• [Problem to work on]:
The full set of entries needs to be reproduced exactly.

• [The data]:
PR #197, opened 2022-12-18
Add default codec parameters for libvpx/libvpx-vp9.

alebastr:
Just a minimal set of options to enable realtime encoding.

I have no idea what rate control options should be used, so I'm omitting these. Feel free to suggest a good defaults.

### DIFF
--- a/src/frame-writer.cpp
+++ b/src/frame-writer.cpp
@@ -44,19 +44,35 @@ void FrameWriter::init_hw_accel()
 
 void FrameWriter::load_codec_options(AVDictionary **dict)
 {
-    static const std::map<std::string, std::string> default_x264_options = {
-         {"tune", "zerolatency"},
-         {"preset", "ultrafast"},
-         {"crf", "20"},
+    using CodecOptions = std::map<std::string, std::string>;
+
+    static const CodecOptions default_x264_options = {
+        {"tune", "zerolatency"},
+        {"preset", "ultrafast"},
+        {"crf", "20"},
     };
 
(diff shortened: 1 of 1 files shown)


src/frame-writer.cpp
```diff
@@ -44,19 +44,35 @@ void FrameWriter::init_hw_accel()
...
+        {"cpu-used", "5"},
+        {"deadline", "realtime"},
     };
 
-    if (params.codec.find("libx264") != std::string::npos ||
-        params.codec.find("libx265") != std::string::npos)
+    static const std::map<std::string, const CodecOptions&> default_codec_options = {
+        {"libx264", default_x264_options},
+        {"libx265", default_x264_options},
+        {"libvpx", default_libvpx_options},
```
Conan-Kudo, line 63: Shouldn't there be also a line for `libvpx-vp9`?

Conan-Kudo (changes requested):

src/frame-writer.cpp
alebastr: No, it's a substring search so `libvpx` also matches `libvpx-vp9`.
The original code did that to avoid listing codec variants like `libx264rgb` and I preserved the behavior.

Conan-Kudo: Ah, makes sense. Thanks for explaining.

Conan-Kudo (approved):

ammen99 (approved):
Makes sense, thanks!

PR #1673, opened 2025-05-15
Implement experimental release of replication ops

tsmith023:


weaviate/replication/base.py
```diff
@@ -0,0 +1,66 @@
...
+            weaviate_object=body,
+            status_codes=_ExpectedStatusCodes(200, "replicate replicate"),
+            error_msg="Failed to replicate shard",
+        )
+
+    def query_sharding_state(
+        self,
+        *,
+        collection: str,
+        shard: Optional[str],
```
dirkkul, line 50: should this have the default None?

weaviate/replication/models.py
```diff
@@ -0,0 +1,144 @@
...
+    REGISTERED = "REGISTERED"
+    HYDRATING = "HYDRATING"
+    FINALIZING = "FINALIZING"
+    DEHYDRATING = "DEHYDRATING"
+    READY = "READY"
+    CANCELLED = "CANCELLED"
+
+
+class _ReplicationReplicateDetailsReplicaStatus(TypedDict):
+    state: Literal["REGISTERED", "HYDRATING", "FINALIZING", "DEHYDRATING", "READY", "CANCELLED"]
```
dirkkul, line 26: can't you just use the enum as type here?

weaviate/replication/models.py
```diff
@@ -0,0 +1,144 @@
...
+
+
+class _ReplicationReplicateDetailsReplicaResponse(TypedDict):
+    collectionId: str
+    shardId: str
+    sourceNodeName: str
+    destinationNodeName: str
+    status: _ReplicationReplicateDetailsReplicaStatus
+    statusHistory: Optional[List[_ReplicationReplicateDetailsReplicaStatus]]
+    transferType: Literal["COPY", "MOVE"]
```
dirkkul, line 37: same as above, can we use the enum?

weaviate/replication/models.py
tsmith023: These are just the types of the API response so are the types of `response.json()`. The `Literal` here is for internal use only to avoid serialization. Turning them into enums would just move any error on incompatible types from the public class to this private one

weaviate/replication/models.py
tsmith023: This is an API type too 😁

weaviate/replication/base.py
tsmith023: Ah, because of the specific pattern I'm adding in `weaviate.replication`, it doesn't use the stubs-auto-gen logic instead spelling out the `async_.py` and `sync.py` files explicitly, the defaults go in those files with the executor not permitting them. I will remove the default from `transfer_type` above to make it clearer

weaviate/replication/models.py
dirkkul: It is more about avoiding duplication - I am sure there will be more states added and then you have to add it in two places (which will be forgotten)

tsmith023: Ideally, these `TypedDict` classes would be auto-generated from the `schema.json` file, but I don't think such a thing exists. The duplication is a good point, I will simply remove these `TypedDict` classes and have the serialisation work on raw `dict`. Either way, it needs runtime tests to ensure correctness anyway despite `pyright`

databyjp:
Hey QQ: does it make sense for this to be under `client.cluster.replication`? Currently that `cluster` namespace only has `nodes` afaik and this might fit in well?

• [Reply]:
PR #197, opened 2022-12-18
Add default codec parameters for libvpx/libvpx-vp9.

alebastr:
Just a minimal set of options to enable realtime encoding.

I have no idea what rate control options should be used, so I'm omitting these. Feel free to suggest a good defaults.

### DIFF
--- a/src/frame-writer.cpp
+++ b/src/frame-writer.cpp
@@ -44,19 +44,35 @@ void FrameWriter::init_hw_accel()
 
 void FrameWriter::load_codec_options(AVDictionary **dict)
 {
-    static const std::map<std::string, std::string> default_x264_options = {
-         {"tune", "zerolatency"},
-         {"preset", "ultrafast"},
-         {"crf", "20"},
+    using CodecOptions = std::map<std::string, std::string>;
+
+    static const CodecOptions default_x264_options = {
+        {"tune", "zerolatency"},
+        {"preset", "ultrafast"},
+        {"crf", "20"},
     };
 
(diff shortened: 1 of 1 files shown)


src/frame-writer.cpp
```diff
@@ -44,19 +44,35 @@ void FrameWriter::init_hw_accel()
...
+        {"cpu-used", "5"},
+        {"deadline", "realtime"},
     };
 
-    if (params.codec.find("libx264") != std::string::npos ||
-        params.codec.find("libx265") != std::string::npos)
+    static const std::map<std::string, const CodecOptions&> default_codec_options = {
+        {"libx264", default_x264_options},
+        {"libx265", default_x264_options},
+        {"libvpx", default_libvpx_options},
```
Conan-Kudo, line 63: Shouldn't there be also a line for `libvpx-vp9`?

Conan-Kudo (changes requested):

src/frame-writer.cpp
alebastr: No, it's a substring search so `libvpx` also matches `libvpx-vp9`.
The original code did that to avoid listing codec variants like `libx264rgb` and I preserved the behavior.

Conan-Kudo: Ah, makes sense. Thanks for explaining.

Conan-Kudo (approved):

ammen99 (approved):
Makes sense, thanks!

PR #1673, opened 2025-05-15
Implement experimental release of replication ops

tsmith023:


weaviate/replication/base.py
```diff
@@ -0,0 +1,66 @@
...
+            weaviate_object=body,
+            status_codes=_ExpectedStatusCodes(200, "replicate replicate"),
+            error_msg="Failed to replicate shard",
+        )
+
+    def query_sharding_state(
+        self,
+        *,
+        collection: str,
+        shard: Optional[str],
```
dirkkul, line 50: should this have the default None?

weaviate/replication/models.py
```diff
@@ -0,0 +1,144 @@
...
+    REGISTERED = "REGISTERED"
+    HYDRATING = "HYDRATING"
+    FINALIZING = "FINALIZING"
+    DEHYDRATING = "DEHYDRATING"
+    READY = "READY"
+    CANCELLED = "CANCELLED"
+
+
+class _ReplicationReplicateDetailsReplicaStatus(TypedDict):
+    state: Literal["REGISTERED", "HYDRATING", "FINALIZING", "DEHYDRATING", "READY", "CANCELLED"]
```
dirkkul, line 26: can't you just use the enum as type here?

weaviate/replication/models.py
```diff
@@ -0,0 +1,144 @@
...
+
+
+class _ReplicationReplicateDetailsReplicaResponse(TypedDict):
+    collectionId: str
+    shardId: str
+    sourceNodeName: str
+    destinationNodeName: str
+    status: _ReplicationReplicateDetailsReplicaStatus
+    statusHistory: Optional[List[_ReplicationReplicateDetailsReplicaStatus]]
+    transferType: Literal["COPY", "MOVE"]
```
dirkkul, line 37: same as above, can we use the enum?

weaviate/replication/models.py
tsmith023: These are just the types of the API response so are the types of `response.json()`. The `Literal` here is for internal use only to avoid serialization. Turning them into enums would just move any error on incompatible types from the public class to this private one

weaviate/replication/models.py
tsmith023: This is an API type too 😁

weaviate/replication/base.py
tsmith023: Ah, because of the specific pattern I'm adding in `weaviate.replication`, it doesn't use the stubs-auto-gen logic instead spelling out the `async_.py` and `sync.py` files explicitly, the defaults go in those files with the executor not permitting them. I will remove the default from `transfer_type` above to make it clearer

weaviate/replication/models.py
dirkkul: It is more about avoiding duplication - I am sure there will be more states added and then you have to add it in two places (which will be forgotten)

tsmith023: Ideally, these `TypedDict` classes would be auto-generated from the `schema.json` file, but I don't think such a thing exists. The duplication is a good point, I will simply remove these `TypedDict` classes and have the serialisation work on raw `dict`. Either way, it needs runtime tests to ensure correctness anyway despite `pyright`

databyjp:
Hey QQ: does it make sense for this to be under `client.cluster.replication`? Currently that `cluster` namespace only has `nodes` afaik and this might fit in well?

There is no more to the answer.